#### [TASK GOAL]
Extract every line below, verbatim.

#### [TASK INPUT]
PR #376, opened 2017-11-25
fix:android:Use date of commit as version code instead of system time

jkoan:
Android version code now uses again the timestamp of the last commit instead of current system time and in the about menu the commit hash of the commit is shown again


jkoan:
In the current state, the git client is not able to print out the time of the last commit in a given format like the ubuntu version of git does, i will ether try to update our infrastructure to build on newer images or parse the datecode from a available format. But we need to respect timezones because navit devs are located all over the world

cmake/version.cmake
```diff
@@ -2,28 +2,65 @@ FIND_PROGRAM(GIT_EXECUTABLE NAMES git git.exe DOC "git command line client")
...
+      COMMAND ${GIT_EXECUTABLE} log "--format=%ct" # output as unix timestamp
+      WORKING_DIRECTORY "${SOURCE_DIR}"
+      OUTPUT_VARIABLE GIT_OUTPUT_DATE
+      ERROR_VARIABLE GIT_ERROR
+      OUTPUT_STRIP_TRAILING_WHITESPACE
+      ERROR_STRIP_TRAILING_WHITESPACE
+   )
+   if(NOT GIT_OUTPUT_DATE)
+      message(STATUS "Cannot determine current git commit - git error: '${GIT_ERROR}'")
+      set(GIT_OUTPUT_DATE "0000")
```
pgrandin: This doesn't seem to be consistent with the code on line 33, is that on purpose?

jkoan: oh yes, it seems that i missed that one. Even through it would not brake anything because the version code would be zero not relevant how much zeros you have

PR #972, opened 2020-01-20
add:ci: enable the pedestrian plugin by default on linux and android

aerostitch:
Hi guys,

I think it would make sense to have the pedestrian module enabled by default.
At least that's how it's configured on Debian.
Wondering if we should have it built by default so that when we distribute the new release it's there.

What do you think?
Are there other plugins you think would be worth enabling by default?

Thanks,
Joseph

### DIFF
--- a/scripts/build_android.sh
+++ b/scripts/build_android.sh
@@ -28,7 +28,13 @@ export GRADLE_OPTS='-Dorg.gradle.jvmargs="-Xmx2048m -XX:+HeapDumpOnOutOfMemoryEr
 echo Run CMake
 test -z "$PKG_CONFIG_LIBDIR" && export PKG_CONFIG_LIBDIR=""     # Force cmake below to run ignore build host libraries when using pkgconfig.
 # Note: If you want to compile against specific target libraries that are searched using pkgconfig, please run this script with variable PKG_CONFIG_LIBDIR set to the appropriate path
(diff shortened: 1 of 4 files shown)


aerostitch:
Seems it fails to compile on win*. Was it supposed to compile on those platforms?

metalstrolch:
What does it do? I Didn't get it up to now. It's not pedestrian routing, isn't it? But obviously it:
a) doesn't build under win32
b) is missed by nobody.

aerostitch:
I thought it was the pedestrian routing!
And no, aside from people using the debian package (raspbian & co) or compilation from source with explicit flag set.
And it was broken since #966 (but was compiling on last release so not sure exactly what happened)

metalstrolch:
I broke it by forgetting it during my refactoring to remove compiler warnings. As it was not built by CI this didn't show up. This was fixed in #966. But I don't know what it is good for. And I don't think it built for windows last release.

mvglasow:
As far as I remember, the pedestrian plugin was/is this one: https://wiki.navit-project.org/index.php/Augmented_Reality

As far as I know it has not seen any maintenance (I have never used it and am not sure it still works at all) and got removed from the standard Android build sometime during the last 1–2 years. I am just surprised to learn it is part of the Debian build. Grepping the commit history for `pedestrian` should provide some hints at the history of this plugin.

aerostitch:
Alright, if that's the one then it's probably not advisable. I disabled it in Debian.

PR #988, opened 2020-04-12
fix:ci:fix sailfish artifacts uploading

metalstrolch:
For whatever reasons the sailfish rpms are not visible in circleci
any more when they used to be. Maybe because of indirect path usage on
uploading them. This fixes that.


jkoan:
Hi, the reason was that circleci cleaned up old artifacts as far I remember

#### [SOLUTION TO THIS PROBLEM]
PR #376, opened 2017-11-25
fix:android:Use date of commit as version code instead of system time

jkoan:
Android version code now uses again the timestamp of the last commit instead of current system time and in the about menu the commit hash of the commit is shown again


jkoan:
In the current state, the git client is not able to print out the time of the last commit in a given format like the ubuntu version of git does, i will ether try to update our infrastructure to build on newer images or parse the datecode from a available format. But we need to respect timezones because navit devs are located all over the world

cmake/version.cmake
```diff
@@ -2,28 +2,65 @@ FIND_PROGRAM(GIT_EXECUTABLE NAMES git git.exe DOC "git command line client")
...
+      COMMAND ${GIT_EXECUTABLE} log "--format=%ct" # output as unix timestamp
+      WORKING_DIRECTORY "${SOURCE_DIR}"
+      OUTPUT_VARIABLE GIT_OUTPUT_DATE
+      ERROR_VARIABLE GIT_ERROR
+      OUTPUT_STRIP_TRAILING_WHITESPACE
+      ERROR_STRIP_TRAILING_WHITESPACE
+   )
+   if(NOT GIT_OUTPUT_DATE)
+      message(STATUS "Cannot determine current git commit - git error: '${GIT_ERROR}'")
+      set(GIT_OUTPUT_DATE "0000")
```
pgrandin: This doesn't seem to be consistent with the code on line 33, is that on purpose?

jkoan: oh yes, it seems that i missed that one. Even through it would not brake anything because the version code would be zero not relevant how much zeros you have

PR #972, opened 2020-01-20
add:ci: enable the pedestrian plugin by default on linux and android

aerostitch:
Hi guys,

I think it would make sense to have the pedestrian module enabled by default.
At least that's how it's configured on Debian.
Wondering if we should have it built by default so that when we distribute the new release it's there.

What do you think?
Are there other plugins you think would be worth enabling by default?

Thanks,
Joseph

### DIFF
--- a/scripts/build_android.sh
+++ b/scripts/build_android.sh
@@ -28,7 +28,13 @@ export GRADLE_OPTS='-Dorg.gradle.jvmargs="-Xmx2048m -XX:+HeapDumpOnOutOfMemoryEr
 echo Run CMake
 test -z "$PKG_CONFIG_LIBDIR" && export PKG_CONFIG_LIBDIR=""     # Force cmake below to run ignore build host libraries when using pkgconfig.
 # Note: If you want to compile against specific target libraries that are searched using pkgconfig, please run this script with variable PKG_CONFIG_LIBDIR set to the appropriate path
(diff shortened: 1 of 4 files shown)


aerostitch:
Seems it fails to compile on win*. Was it supposed to compile on those platforms?

metalstrolch:
What does it do? I Didn't get it up to now. It's not pedestrian routing, isn't it? But obviously it:
a) doesn't build under win32
b) is missed by nobody.

aerostitch:
I thought it was the pedestrian routing!
And no, aside from people using the debian package (raspbian & co) or compilation from source with explicit flag set.
And it was broken since #966 (but was compiling on last release so not sure exactly what happened)

metalstrolch:
I broke it by forgetting it during my refactoring to remove compiler warnings. As it was not built by CI this didn't show up. This was fixed in #966. But I don't know what it is good for. And I don't think it built for windows last release.

mvglasow:
As far as I remember, the pedestrian plugin was/is this one: https://wiki.navit-project.org/index.php/Augmented_Reality

As far as I know it has not seen any maintenance (I have never used it and am not sure it still works at all) and got removed from the standard Android build sometime during the last 1–2 years. I am just surprised to learn it is part of the Debian build. Grepping the commit history for `pedestrian` should provide some hints at the history of this plugin.

aerostitch:
Alright, if that's the one then it's probably not advisable. I disabled it in Debian.

PR #988, opened 2020-04-12
fix:ci:fix sailfish artifacts uploading

metalstrolch:
For whatever reasons the sailfish rpms are not visible in circleci
any more when they used to be. Maybe because of indirect path usage on
uploading them. This fixes that.


jkoan:
Hi, the reason was that circleci cleaned up old artifacts as far I remember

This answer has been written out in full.